## Exercise brief
Work out how many lines of the listing hold "SchemaImport", then state only that count.

##### Dataset #####

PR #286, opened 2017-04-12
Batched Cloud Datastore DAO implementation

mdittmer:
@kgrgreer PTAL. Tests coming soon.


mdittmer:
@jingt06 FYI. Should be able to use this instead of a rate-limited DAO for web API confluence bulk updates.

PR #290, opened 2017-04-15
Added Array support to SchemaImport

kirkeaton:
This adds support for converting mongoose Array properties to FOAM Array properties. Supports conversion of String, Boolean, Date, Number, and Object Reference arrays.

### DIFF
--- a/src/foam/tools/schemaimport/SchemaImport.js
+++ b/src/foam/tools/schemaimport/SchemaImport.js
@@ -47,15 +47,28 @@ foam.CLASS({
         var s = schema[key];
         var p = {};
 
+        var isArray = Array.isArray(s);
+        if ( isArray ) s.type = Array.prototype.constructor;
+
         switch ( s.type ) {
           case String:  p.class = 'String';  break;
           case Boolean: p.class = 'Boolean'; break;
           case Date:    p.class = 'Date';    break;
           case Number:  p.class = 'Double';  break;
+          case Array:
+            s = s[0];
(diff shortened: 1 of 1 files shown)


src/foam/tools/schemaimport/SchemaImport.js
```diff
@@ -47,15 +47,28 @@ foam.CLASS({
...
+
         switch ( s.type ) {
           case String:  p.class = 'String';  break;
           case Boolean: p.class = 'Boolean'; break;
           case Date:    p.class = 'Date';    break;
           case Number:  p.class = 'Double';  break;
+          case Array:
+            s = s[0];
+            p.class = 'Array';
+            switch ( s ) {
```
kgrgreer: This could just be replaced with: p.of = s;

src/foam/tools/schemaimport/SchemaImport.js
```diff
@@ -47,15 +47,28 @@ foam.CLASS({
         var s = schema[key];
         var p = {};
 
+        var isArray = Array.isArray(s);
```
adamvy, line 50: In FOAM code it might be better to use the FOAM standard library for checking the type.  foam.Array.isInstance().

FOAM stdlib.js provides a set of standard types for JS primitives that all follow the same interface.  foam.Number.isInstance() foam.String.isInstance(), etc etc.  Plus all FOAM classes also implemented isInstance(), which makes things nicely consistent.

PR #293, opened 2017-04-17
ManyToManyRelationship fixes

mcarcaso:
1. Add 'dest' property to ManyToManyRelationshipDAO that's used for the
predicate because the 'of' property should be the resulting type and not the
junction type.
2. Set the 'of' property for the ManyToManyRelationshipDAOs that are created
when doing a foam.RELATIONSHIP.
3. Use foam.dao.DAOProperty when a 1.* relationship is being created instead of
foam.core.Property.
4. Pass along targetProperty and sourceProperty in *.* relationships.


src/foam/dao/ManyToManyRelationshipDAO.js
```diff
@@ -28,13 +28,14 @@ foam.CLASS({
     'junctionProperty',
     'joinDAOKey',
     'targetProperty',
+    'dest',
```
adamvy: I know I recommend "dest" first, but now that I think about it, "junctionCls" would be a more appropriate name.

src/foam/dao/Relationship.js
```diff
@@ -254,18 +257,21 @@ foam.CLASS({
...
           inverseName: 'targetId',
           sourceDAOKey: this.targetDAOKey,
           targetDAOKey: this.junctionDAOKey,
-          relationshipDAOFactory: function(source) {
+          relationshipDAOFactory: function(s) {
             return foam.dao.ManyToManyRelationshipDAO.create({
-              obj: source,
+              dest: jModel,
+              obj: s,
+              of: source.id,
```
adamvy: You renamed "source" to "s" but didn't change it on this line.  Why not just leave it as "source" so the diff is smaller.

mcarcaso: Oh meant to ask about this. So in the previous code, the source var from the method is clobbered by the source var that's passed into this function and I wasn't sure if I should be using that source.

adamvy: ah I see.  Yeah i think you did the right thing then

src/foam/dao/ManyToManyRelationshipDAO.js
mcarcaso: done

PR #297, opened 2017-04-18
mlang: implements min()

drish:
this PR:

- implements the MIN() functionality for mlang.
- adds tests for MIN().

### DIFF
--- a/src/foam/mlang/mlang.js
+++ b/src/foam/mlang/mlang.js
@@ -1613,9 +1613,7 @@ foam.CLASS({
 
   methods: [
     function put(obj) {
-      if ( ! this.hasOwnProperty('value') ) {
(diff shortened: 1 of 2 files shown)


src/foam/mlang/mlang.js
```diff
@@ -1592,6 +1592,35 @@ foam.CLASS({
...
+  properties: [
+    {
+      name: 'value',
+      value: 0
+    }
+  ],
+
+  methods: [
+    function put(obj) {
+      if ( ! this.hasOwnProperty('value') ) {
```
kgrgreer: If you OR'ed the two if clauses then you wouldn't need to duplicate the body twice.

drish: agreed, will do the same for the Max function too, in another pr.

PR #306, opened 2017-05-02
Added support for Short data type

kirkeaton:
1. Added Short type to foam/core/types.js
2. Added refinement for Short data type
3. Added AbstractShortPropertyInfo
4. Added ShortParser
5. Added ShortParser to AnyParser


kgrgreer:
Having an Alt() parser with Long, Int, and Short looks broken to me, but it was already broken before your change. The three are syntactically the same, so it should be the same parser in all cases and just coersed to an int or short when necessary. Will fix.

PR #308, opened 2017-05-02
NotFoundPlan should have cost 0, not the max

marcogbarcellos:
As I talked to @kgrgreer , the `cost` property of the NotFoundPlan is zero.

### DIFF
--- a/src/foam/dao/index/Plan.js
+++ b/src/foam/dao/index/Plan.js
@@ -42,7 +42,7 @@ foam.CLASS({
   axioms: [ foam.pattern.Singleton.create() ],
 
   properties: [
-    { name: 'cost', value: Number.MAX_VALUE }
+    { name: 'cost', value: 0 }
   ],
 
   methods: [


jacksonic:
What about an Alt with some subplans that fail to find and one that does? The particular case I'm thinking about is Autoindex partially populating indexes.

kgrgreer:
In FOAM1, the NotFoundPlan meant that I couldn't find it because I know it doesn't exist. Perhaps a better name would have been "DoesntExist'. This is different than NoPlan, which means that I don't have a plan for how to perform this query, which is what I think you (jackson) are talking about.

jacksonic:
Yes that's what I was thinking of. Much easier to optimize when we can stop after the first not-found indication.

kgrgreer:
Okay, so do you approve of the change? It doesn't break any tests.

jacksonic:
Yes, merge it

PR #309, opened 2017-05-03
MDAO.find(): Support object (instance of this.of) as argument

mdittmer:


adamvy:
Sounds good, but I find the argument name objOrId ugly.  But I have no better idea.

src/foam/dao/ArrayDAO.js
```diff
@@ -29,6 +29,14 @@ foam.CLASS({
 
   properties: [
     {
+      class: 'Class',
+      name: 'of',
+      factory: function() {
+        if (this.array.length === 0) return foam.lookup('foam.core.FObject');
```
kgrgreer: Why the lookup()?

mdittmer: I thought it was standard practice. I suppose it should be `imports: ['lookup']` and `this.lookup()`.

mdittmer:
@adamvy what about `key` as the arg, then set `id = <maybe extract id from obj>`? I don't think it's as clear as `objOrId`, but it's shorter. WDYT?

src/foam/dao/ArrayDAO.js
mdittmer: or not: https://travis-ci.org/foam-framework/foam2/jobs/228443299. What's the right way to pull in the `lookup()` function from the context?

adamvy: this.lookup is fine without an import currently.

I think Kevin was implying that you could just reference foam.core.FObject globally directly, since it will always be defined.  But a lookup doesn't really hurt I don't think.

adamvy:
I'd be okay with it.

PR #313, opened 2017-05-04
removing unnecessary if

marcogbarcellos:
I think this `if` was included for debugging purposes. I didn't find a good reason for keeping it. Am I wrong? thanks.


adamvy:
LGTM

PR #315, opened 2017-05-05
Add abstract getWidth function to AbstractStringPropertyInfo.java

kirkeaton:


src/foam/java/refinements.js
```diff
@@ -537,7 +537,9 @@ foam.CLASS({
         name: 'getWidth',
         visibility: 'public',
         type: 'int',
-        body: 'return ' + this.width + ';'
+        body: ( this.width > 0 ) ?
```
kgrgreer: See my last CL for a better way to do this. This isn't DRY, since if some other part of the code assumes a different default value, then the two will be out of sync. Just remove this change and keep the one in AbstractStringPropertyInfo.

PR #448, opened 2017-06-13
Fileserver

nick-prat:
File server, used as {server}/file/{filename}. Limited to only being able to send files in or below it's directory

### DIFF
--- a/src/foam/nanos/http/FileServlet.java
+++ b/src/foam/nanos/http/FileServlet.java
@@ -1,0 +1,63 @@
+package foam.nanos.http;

#####

## Task output
5